IndexedFile — File Base class

This is the base class used for (large) file handling in the pylam framework.

It provides a random access to a file based on the line index. This is realized by scanning the file at initialization and building a table of byte offsets. Therefore, if one needs access to line(s) at the middle or at the end of a large file, one did not need to go through all previous lines until one reaches the line(s) of interest.

Note

An object must be initiated with an input file, which will be scanned to generate an index initially. Hereafter the file will be closed and re-opened for each access!

The core methods are IndexedFile.getLines() and IndexedFile.getLine() to retrieve certain line(s) from a file as a string, including the newline character. The python function len() will return the length of the file as number of lines.

Example input file test.txt:

  _     _       Line index 0
 (_) __| |_  __ Line index 1
 | |/ _` \ \/ / Line index 2
 | | (_| |>  <  Line index 3
 |_|\__,_/_/\_\ Line index 4
   __ _ _       Line index 5
  / _(_) | ___  Line index 6
 | |_| | |/ _ \ Line index 7
 |  _| | |  __/ Line index 8
 |_| |_|_|\___| Line index 9
*eof*           Line index 10
>>> import pylam.base
>>> ifile = pylam.base.IndexedFile('test.txt')
>>> print len(ifile)  # returns the total number of lines
11
>>> lines = ifile.getLines(5, 9)  # get lines as string (incl. new lines!)
>>> print lines
   __ _ _       Line index 5
  / _(_) | ___  Line index 6
 | |_| | |/ _ \ Line index 7
 |  _| | |  __/ Line index 8
 |_| |_|_|\___| Line index 9
>>> print type(lines)
<type 'str'>

One can although iterate over an IndexedFile object:

>>> for line in ifile:
>>>     print line[0:16]
  _     _
 (_) __| |_  __
 | |/ _` \ \/ /
 | | (_| |>  <
 |_|\__,_/_/\_\
   __ _ _
  / _(_) | ___
 | |_| | |/ _ \
 |  _| | |  __/
 |_| |_|_|\___|
*eof*

But remember, the file will be re-opened for each access!

The method IndexedFile._indexFile() (which is called in __init__()) calls for each line IndexedFile._parseLine(). This method is here a dummy. By replacing this method in a derived class one can easily implement further parsing.


class pylam.base.IndexedFile(filename)[source]

Bases: object

Generic class for pre-indexed file objects.

Parameters:filename (str) – file name
Returns:indexed file object
Return type:IndexedFile
_indexFile()[source]

Generates the byte offset table. Method is called in __init__().

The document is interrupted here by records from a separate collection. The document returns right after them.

Issue #2740, opened 2026-06-06
Publish the TeaVM JS build from the MIT license flavor?


nanodeath:
**Is your feature request related to a problem? Please describe.**

I'm developing an MIT-licensed Logseq plugin that renders diagram code blocks, and I'd
like to vendor the JS engine the way I vendor mermaid. `@plantuml/core` being GPL
makes that awkward — but since MIT jars exist, I tried building the JS engine from
the `plantuml-mit` flavor.

**Describe the solution you'd like**

It works. The TeaVM browser code is excluded from all non-GPL flavors by blanket
sjpp pragmas; narrowing those to `JAVA8`-only (and giving sudoku the same
`::comment when` guard that `PSystemBuilder` already uses) lets
`CI=1 ./gradlew :plantuml-mit:generateJavaScript` produce a working `plantuml-mit.js`.
Validated against the GPL build in headless Chromium across seven fixtures (incl. C4
and AWS stdlib includes): byte-identical output, with sudoku verifiably absent.

My guess is the blanket exclusion was packaging (the JS build originally only
targeting the GPL edition) rather than a licensing decision — the earlier browser
builds (`plantuml.js`, `plantuml-core`) were MIT, and TeaVM itself is Apache-2.0.
But #1336 describes the pragmas as marking code that *cannot* be MIT-licensed, so I'd
rather ask than assume:

1. Is the TeaVM browser code intended to be available under the permissive
   flavors?
2. If yes, would you accept a PR (6 files, +24/−11, no change to the GPL build)? I
   have it ready, and I'm happy to also extend the npm packaging (e.g.
   `@plantuml/core-mit`) if welcome.

If the exclusion is deliberate, that's entirely your call — a one-line statement to
that effect somewhere would still be valuable, since the MIT jars make the JS
situation ambiguous from the outside.

**Describe alternatives you've considered**

- Loading the GPL `@plantuml/core` from a CDN at runtime instead of vendoring —
  workable, but murkier than I'd like for a plugin I distribute.
- Server-side rendering (PlantUML server / Kroki) — planned as a separate path
  anyway, but it loses the zero-setup, fully client-side experience the TeaVM
  build enables.

**Additional context**

Thanks for the TeaVM browser build and the npm publishing (#2715) — the engine
running fully client-side is fantastic, and this request only exists because I want
to build on it.

arnaudroques:
[...]

PR #2741, opened 2026-06-07
✨ enable TeaVM JS build for the MIT license flavor

nanodeath:
Follows up on #2740 — thanks for the quick green light!

This enables `CI=1 ./gradlew :plantuml-mit:generateJavaScript`, producing a
`plantuml-mit.js` from the MIT licence flavor (7.1 MB vs the GPL build's 7.2 MB).

**What changed:** the sjpp pragmas that removed the TeaVM browser code from every
non-GPL flavor are narrowed to `JAVA8`-only. Sudoku — the one GPL-bound component
reachable from the browser entrypoint — now uses the same `::comment when` guard in
`PSystemBuilder2` that `PSystemBuilder` already uses, so it remains GPL-exclusive.
No behavior change for the existing GPL JS build.

**Validation (headless Chromium, MIT build vs published GPL `@plantuml/core@1.2026.5`
behavior at the same base commit):**

| Fixture | Result |
| --- | --- |
| sequence, activity, 20-node component, class | byte-identical SVG output |
| `!include <C4/C4_Container>` | byte-identical (stdlib bridge intact) |
| `!include <awslib/...>` sprites | byte-identical |
| invalid input | identical error SVG |
| `grep -c sudoku plantuml-mit.js` | 0 (vs 1 in the GPL build) |

(The single byte difference across all fixtures was sub-pixel coordinate jitter in
one hand-drawn `cloud` outline — the pseudo-random wobble path.)

**Testing done** (on this branch, Java 25, master @ c09f4b2):

- `CI=1 ./gradlew :plantuml-mit:generateJavaScript` — BUILD SUCCESSFUL, 7.1 MB `plantuml-mit.js`
- `CI=1 ./gradlew :plantuml-{epl,bsd,asl,lgpl,gplv2}:compileJava` — all compile
  (the narrowed pragmas include the TeaVM sources in every flavor, so this was the
  regression risk worth checking)
- Rendered 7 fixtures in headless Chromium against the built artifact: sequence,
  activity, component, class, `!include <C4/...>`, `!include <awslib/...>`, and an
  invalid-input case (returns the usual error SVG)
- `grep -ci sudoku plantuml-mit.js` → 0
- Checked the sjpp-processed sources: the newly included teavm files get the MIT
  header stamped as expected
- `./gradlew test` (root project, GPL flavor) — BUILD SUCCESSFUL, 0 failures
  (expected, since the root-tree diff is comment-only, but verified rather than assumed)

npm packaging/publishing changes aren't included — this just makes the MIT
flavor produce the artifact, so transitioning `@plantuml/core` is unblocked
on your side.

### DIFF
--- a/plantuml-mit/build.gradle.kts
+++ b/plantuml-mit/build.gradle.kts
@@ -10,6 +10,7 @@ plugins {
 	java
 	`maven-publish`
 	signing
+	alias(libs.plugins.teavm)
 }
 
 group = "net.sourceforge.plantuml"
@@ -29,6 +30,16 @@ dependencies {
 	testImplementation(libs.junit.jupiter)
 	testImplementation(libs.jlatexmath)
 	testImplementation(libs.xmlunit.core)
+	teavm(teavm.libs.jsoApis)
+}
+
+teavm {
+	js {
+		mainClass.set("net.sourceforge.plantuml.teavm.browser.PlantUMLBrowser")
+		moduleType.set(org.teavm.gradle.api.JSModuleType.ES2015)
+		obfuscated.set(true)
+		optimization.set(org.teavm.gradle.api.OptimizationLevel.BALANCED)
+	}
 }
 
 repositories {
--- a/src/main/java/net/atmp/CucaDiagram.java
+++ b/src/main/java/net/atmp/CucaDiagram.java
@@ -466,7 +466,7 @@ public abstract class CucaDiagram extends TitledDiagram implements GroupHierarch
 		final CucaDiagramFileMaker maker;
 
 		if (TeaVM.isTeaVM())
-			// ::revert when __MIT__ __EPL__ __BSD__ __ASL__ __LGPL__ __GPLV2__ JAVA8
+			// ::revert when JAVA8
 			maker = new CucaDiagramFileMakerTeaVM(this);
 		// maker = new CucaDiagramFileMakerSmetana(this);
 		// ::done
--- a/src/main/java/net/sourceforge/plantuml/nio/PathSystem.java
+++ b/src/main/java/net/sourceforge/plantuml/nio/PathSystem.java
@@ -64,7 +64,7 @@ import net.sourceforge.plantuml.teavm.browser.TeaVmScriptLoader;
 public class PathSystem {
 
 	public static PathSystem fetch() {
-		// ::comment when __MIT__ __EPL__ __BSD__ __ASL__ __LGPL__ __GPLV2__ JAVA8
+		// ::comment when JAVA8
 		if (TeaVM.isTeaVM())
 			return new PathSystem(null);
 		// ::done
@@ -72,7 +72,7 @@ public class PathSystem {
 	}
 
 	public JsonValue getTeaVMStdlibJson(String path) {
-		// ::revert when __MIT__ __EPL__ __BSD__ __ASL__ __LGPL__ __GPLV2__ JAVA8
+		// ::revert when JAVA8
 		// return null;
 		path = path.replaceAll("\\.json$", "");
 		final String full = path.toLowerCase();
@@ -89,7 +89,7 @@ public class PathSystem {
 	}
 
 	public InputStream getTeaVMStdlibInputStream(String path) {
-		// ::revert when __MIT__ __EPL__ __BSD__ __ASL__ __LGPL__ __GPLV2__ JAVA8
+		// ::revert when JAVA8
 		// return null;
 		final String full = path.substring(1, path.length() - 1).toLowerCase();
 		String libname = full.substring(0, full.indexOf('/'));
@@ -113,7 +113,7 @@ public class PathSystem {
 		// ::done
 	}
 
-	// ::comment when __MIT__ __EPL__ __BSD__ __ASL__ __LGPL__ __GPLV2__ JAVA8
+	// ::comment when JAVA8
 	private Map<String, String> getInfo(final String libname) {
 		final JSObject info = TeaVmScriptLoader.getRaw_PLANTUML_STDLIB_INFO(libname);
 		final Map<String, String> map = new HashMap<>();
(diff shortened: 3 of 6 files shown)


arnaudroques:
@nanodeath Following up on your MIT work, here's where it landed on the npm side:

https://github.com/plantuml/plantuml/commit/0043b6b7da2b74208296ce732be85b2bb2f8c0ca

The short version: `@plantuml/core` will now be built from the MIT flavor instead of GPL. The `plantuml-mit` subproject gets its own `npmPackage` task (the root GPL build stays as-is for the site/demo). Since TeaVM names the output `plantuml-mit.js`, we copy it into the package renamed to `plantuml.js` so existing CDN URLs and the demo imports keep working.

You're more fluent in npm than we are, so we'd love your eyes on a few things specifically:

- the `package.json` (exports map, `files` list, `"license": "MIT"`, `sideEffects: false`)
- whether shipping `plantuml.js` from the MIT build under the same package name is the right call, or whether the licence change warrants anything special on the npm side (a major bump, a note, etc.)
- anything you'd do differently in the publish flow (now documented in `PUBLISHING_NPM.md`)

We're planning a release in the next few days, so any feedback before then would be much appreciated. And of course, don't hesitate to push back. Thanks again!

nanodeath:
Hey @arnaudroques, thanks for reviewing so quickly, appreciate it. Given the CLAUDE.md file in the repo, I wonder if we're just using Claude to chat back and forth on these or...if it's just me :sweat_smile: so I'm not sure how much insight I really have to add here; I haven't actually published anything on npm. I do review what I'm commenting, course.

I'm pasting what my Claude Code suggested below after the divider, feel free to take it or leave it, but re: license, if you're going from GPL to MIT (e.g. more permissive), I agree with it that you don't need to worry too much about that; it's more like if you were going from MIT to GPL, you'd want a clean break there so it's easier for the community to stay on the last MIT version as a kind of unofficial "LTS" release, or in case they want to fork from that point. Regardless, a note is definitely called for in the release notes.

---

Ran the task locally and put the assembled package through the same validation
harness I used for the PR (7 fixtures incl. stdlib includes, rendered against the
renamed `plantuml.js`) — everything works. The rename-at-copy approach holds up.

A few findings, in decreasing order of importance:

**1. The tarball has no LICENSE file.** `npm pack --dry-run` shows 17 files and
no license text — npm only auto-includes a `LICENSE` if it exists in the package
dir, and the task doesn't copy one. `plantuml-mit/mit-license.txt` is already in
the repo, so it's one more copy block:

```kotlin
copy {
    from(layout.projectDirectory) {
        include("mit-license.txt")
        rename { "LICENSE" }
    }
    into(pkgDir)
}
```

(npm picks up `LICENSE` automatically — no `files` change needed.) Given the whole
point of this release is the license, I'd consider this the one must-fix.

**2. `"sideEffects": false` will break `viz-global.js` for bundler users.**
`viz-global.js` is a classic script whose entire job is installing a global — it
is nothing *but* side effects. With `sideEffects: false`, webpack production
builds that do `import "@plantuml/core/viz-global.js"` will tree-shake the import
away entirely and Graphviz layout silently disappears. Fix:

```json
"sideEffects": ["./viz-global.js"]
```

(path-prefixed form pins it to the exact file; a bare `"viz-global.js"` is
treated as `**/viz-global.js`, which also works but is looser than intended.)

**3. The `exports` map locks out `emoji.js` and `openiconic.js`.** Once
`exports` exists, every subpath not listed throws
`ERR_PACKAGE_PATH_NOT_EXPORTED` for Node/bundler consumers — the files are in
the tarball but unreachable by bare specifier (direct CDN URLs are unaffected).
Suggest:

```json
"exports": {
  ".": "./plantuml.js",
  "./plantuml.js": "./plantuml.js",
  "./viz-global.js": "./viz-global.js",
  "./emoji.js": "./emoji.js",
  "./openiconic.js": "./openiconic.js",
  "./package.json": "./package.json"
}
```

**On same-name vs. major bump:** keep the name and the versioning scheme — no
major bump. GPL→MIT only *loosens* obligations: no consumer's build breaks, the
API is unchanged, and npm records the license per version, so already-published
versions stay accurately labeled GPL. A 2.x would desync your calendar-locked
versioning for no real protection. Two things I would do instead:

- a line in the README and release notes: "**versions ≥ 1.2026.6 are MIT;
  earlier versions are GPL-3.0-or-later**" — the npm UI only displays the
  *latest* version's license, so users pinned to older versions should be told
  what they have;
- one release-note line that sudoku diagrams no longer render (the single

_parseLine(line, no)[source]

Method which will be called in _indexFile() for each line of the the File.

Parameters:
  • line (str) – line to parse
  • no (int) – number of the line
_getOffsets(startLineIndex, endLineIndex)[source]
Parameters:
  • startLineIndex (int) – index of first line
  • endLineIndex (int) – index of last line (included!)
Returns:

start byte offset and byte length

Return type:

tuple(int, int)

getLines(startLineIndex, endLineIndex)[source]

Returns a part of the file as a string.

Parameters:
  • startLineIndex (int) – index of first line
  • endLineIndex (int) – index of last line (included!)
Returns:

part of the file

Return type:

str

getLine(lineIndex)[source]

Returns the line with a given index (0,1,..) as a string.

Parameters:lineIndex (int) – index of line in file
Returns:line
Return type:str
__len__()[source]

Returns the total number of lines in the file. (support for len()

next()[source]

Returns the next line from the file.